(Task description) Would you count the lines in the material below that include the string "yaml"? Only the number is needed.

(Extracted entries)
PR #882, opened 2021-03-09
overlay: temporarily ship `seq` in initrd

jlebon:
Previously we pinned clevis to v15 in order to work around
https://github.com/latchset/clevis/pull/295.

But overrides are not set up in the tagger for mechanical streams, so we
can't easily pin in `branched` and `rawhide`. Let's just unpin and
temporarily ship `seq` ourselves to work around this. Put that temporary
hack in `40ignition-ostree` since that's the closest module conceptually
to clevis.

### DIFF
--- a/overlay.d/05core/usr/lib/dracut/modules.d/40ignition-ostree/module-setup.sh
+++ b/overlay.d/05core/usr/lib/dracut/modules.d/40ignition-ostree/module-setup.sh
@@ -59,6 +59,9 @@ install() {
         sgdisk    \
         find
 
+    # TODO f34: check if we can drop this temporary workaround for https://github.com/latchset/clevis/pull/295
+    inst_multiple seq
+
     for x in mount populate; do
         install_ignition_unit ignition-ostree-${x}-var.service
         inst_script "$moddir/ignition-ostree-${x}-var.sh" "/usr/sbin/ignition-ostree-${x}-var"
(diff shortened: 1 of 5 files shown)


jlebon:
This will fix LUKS-related test failures in `branched` and `rawhide`.

overlay.d/05core/usr/lib/dracut/modules.d/40ignition-ostree/module-setup.sh
```diff
@@ -59,6 +59,9 @@ install() {
         sgdisk    \
         find
 
+    # XXX: temporary workaround for https://github.com/latchset/clevis/pull/295
```
cgwalters: What we need is some sort of periodic reminder system for this stuff.  How about a standardized tag like `# TODO F34 rebase` that we can grep for to find things that we can likely drop?

cgwalters (approved):
LGTM, one optional.

overlay.d/05core/usr/lib/dracut/modules.d/40ignition-ostree/module-setup.sh
jlebon: Yeah, good idea. (I was playing with making it a time bomb instead using e.g. `grep seq ...` but it felt too blunt.)

PR #883, opened 2021-03-09
kola-denylist.yaml: add ext.config.podman.rootless-systemd

jlebon:
This test is currently failing on f34+ due to a regression in buildah:
https://github.com/containers/buildah/issues/3071


jlebon:
With this and https://github.com/coreos/fedora-coreos-config/pull/882, we should be able to get `branched` builds going again!

cgwalters (approved):

PR #884, opened 2021-03-09
overrides: move to an arch-independent lockfile

jlebon:
Now that rpm-ostree and cosa support it, move to just using a
`manifest-lock.overrides.yaml` which uses `evr` instead of `evra` so
that we can avoid all the duplication.

The previous filenames are still supported in case we do have
arch-specific overrides (e.g. grub) in the future.


jlebon:
Requires: https://github.com/coreos/coreos-assembler/pull/2075

jlebon:
Actually, before we do this, we also need to teach it to the tagger and enhance [`download-overrides.py`](https://github.com/coreos/fedora-coreos-releng-automation/blob/master/scripts/download-overrides.py). So marking back as draft.

jlebon:
Requires: https://github.com/coreos/fedora-coreos-releng-automation/pull/131

jlebon:
We have new rpm-ostree in cosa now, so this should be good to go!

manifest-lock.overrides.yaml
```diff
@@ -3,28 +3,28 @@ packages:
...
-    evra: 246.7-1.fc33.s390x
+    evr: 246.7-1.fc33
   systemd-libs:
-    evra: 246.7-1.fc33.s390x
+    evr: 246.7-1.fc33
   systemd-pam:
-    evra: 246.7-1.fc33.s390x
+    evr: 246.7-1.fc33
   systemd-rpm-macros:
     evra: 246.7-1.fc33.noarch
```
jlebon, line 14: Notice here we're still using `evra` for `noarch` packages. This is because of limitations in how `coreos-koji-tagger` and `download-overrides.py` treat this data and try to match them up to Koji builds. We should be able to fix that up in the future. But anyway, having `noarch` packages here is fine since it's (of course) valid on all arches.

travier (approved):

PR #885, opened 2021-03-10
manifests: Fix split to enable sharing with RHCOS

travier:
- Move stalld back to fedora-coreos-base until it is released in RHEL
- Keep dnsmasq alongside podman-plugins as explicit dependency

### DIFF
--- a/manifests/fedora-coreos-base.yaml
+++ b/manifests/fedora-coreos-base.yaml
@@ -125,6 +125,9 @@ postprocess:
       echo 'MOTD_FILE=/usr/share/misc/motd:/run/motd:/run/motd.d:/etc/motd:/etc/motd.d' >> /etc/login.defs
     fi
 
+# Packages listed here should be specific to Fedore CoreOS (as in not yet
+# available in RHCOS or not desired in RHCOS). All other packages should go
+# into one of the sub-manifests listed at the top.
 packages:
   # Security
   - polkit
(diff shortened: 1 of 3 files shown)


manifests/fedora-coreos-base.yaml
```diff
@@ -137,7 +140,7 @@ packages:
   - fuse-overlayfs slirp4netns
   # name resolution for podman containers
   # https://github.com/coreos/fedora-coreos-tracker/issues/519
-  - podman-plugins
+  - podman-plugins dnsmasq
```
miabbott, line 143: We definitely need `dnsmasq` in RHCOS.  There are a growing number of OCP customers that are using it.

manifests/fedora-coreos-base.yaml
```diff
@@ -167,15 +170,20 @@ packages:
...
   - kbd
   # nvme-cli for managing nvme disks
   - nvme-cli
   # zram-generator (but not zram-generator-defaults) for F33 change
   # https://github.com/coreos/fedora-coreos-tracker/issues/509
   - zram-generator
+  # Improved MOTD experience
+  - console-login-helper-messages-motdgen
+  - console-login-helper-messages-issuegen
+  - console-login-helper-messages-profile
```
miabbott: These are also included in RHCOS

manifests/fedora-coreos-base.yaml
travier: From what I remember from the inclusion discussion, it is only in FCOS for podman plugins support so we can not rely on it staying there. It is also explicitly listed in the RHCOS manifest. I don't have a strong opinion here.

miabbott: Ah I see; makes sense to leave it here.

jlebon (approved):
Thanks!

PR #886, opened 2021-03-10
rootless-systemd: update packages before installing httpd

vrutkovs:
Fedora container may be outdated and in order to install httpd existing packages may require an update.

Test in https://jenkins-fedora-coreos.apps.ocp.ci.centos.org/job/fedora-coreos/job/fedora-coreos-fedora-coreos-pipeline/1168/ fails with
```
Mar 10 05:15:52 qemu0 kola-runext-rootless-systemd[1997]:   systemd-pam-246.10-1.fc33.x86_64
Mar 10 05:15:52 qemu0 kola-runext-rootless-systemd[1997]:   systemd-rpm-macros-246.10-1.fc33.noarch
Mar 10 05:15:52 qemu0 kola-runext-rootless-systemd[1997]:   xkeyboard-config-2.30-3.fc33.noarch
Mar 10 05:15:52 qemu0 kola-runext-rootless-systemd[1997]: Failed:
Mar 10 05:15:52 qemu0 kola-runext-rootless-systemd[1997]:   httpd-2.4.46-9.fc33.x86_64
Mar 10 05:15:52 qemu0 systemd[1]: kola-runext.service: Main process exited, code=exited, status=125/n/a
```

### DIFF
--- a/tests/kola/podman/rootless-systemd
+++ b/tests/kola/podman/rootless-systemd
@@ -26,7 +26,8 @@ set -euxo pipefail
 cd $(mktemp -d)
 cat <<EOF > Containerfile
 FROM registry.fedoraproject.org/fedora:33
-RUN dnf -y install systemd httpd \
+RUN dnf -y update \
+&& dnf -y install systemd httpd \
 && dnf clean all \
 && systemctl enable httpd
 ENTRYPOINT [ "/sbin/init" ]


jlebon:
Hmm, did you see https://github.com/coreos/fedora-coreos-config/pull/883? (Just started another `branched` build which has this now!). I think the error there is due to some caps regression in rootless mode (see https://github.com/containers/buildah/issues/3071).

Does the test pass on a local build of `branched`?

vrutkovs:
I didn't try it yet and I'm not entirely sure if it fixes the issue, but this PR might be useful in the long run

jlebon (approved):
Yeah, the change itself LGTM regardless.

(`dnf install` should already be auto-updating packages as needed to satisfy the transaction, but in general it's a good idea to update everything too, so this makes the test more realistic.)

PR #888, opened 2021-03-11
image.yaml: bump virtual disk images to 10G

jlebon:
Right now, our images are triggering the new 8G warning because the disk
size itself is 8G, so the rootfs is less than that. Let's go to 10G so
we meet our own standard.

### DIFF
--- a/image.yaml
+++ b/image.yaml
@@ -1,6 +1,7 @@
-# This replaces image.ks
-# size is the target disk size in GB.
-size: 8
+# Target disk size in GB.
+# Make it at least 10G because we want the rootfs to be at least 8G:
+# https://github.com/coreos/fedora-coreos-tracker/issues/586
+size: 10
 
 extra-kargs:
     # Disable SMT on systems vulnerable to MDS or any similar future issue.


cgwalters:
Heh, we need a kola test `journalctl --grep=warning`.

bgilbert:
That's expected, though, right?  We assume the disk will be resized before use.

jlebon:
> That's expected, though, right? We assume the disk will be resized before use.

Hmm, but IMO we should have the default disk not trigger this warning. E.g. right now the instructions in https://docs.fedoraproject.org/en-US/fedora-coreos/provisioning-qemu/#_setting_up_a_new_vm trigger it. (And so in all the kola tests too.)

jlebon:
My excuse for not noticing this earlier is that the initial size I was testing with was 5G, which comfortably fits in the default 8G. :see_no_evil:

bgilbert (approved):
Ah, right, this parameter mostly affects sparse image formats, and not the bare-metal image.

lucab:
For cross-reference: the warning is https://github.com/coreos/fedora-coreos-config/pull/850 and the umbrella ticket is https://github.com/coreos/fedora-coreos-tracker/issues/586.

jlebon:
To raise awareness: this implicitly requires anyone who previously assumed an 8G image to update their scripts/cloud provisioning manifests to increase the disk size request. We probably should've sent a heads up on the list about it.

(Written response) 11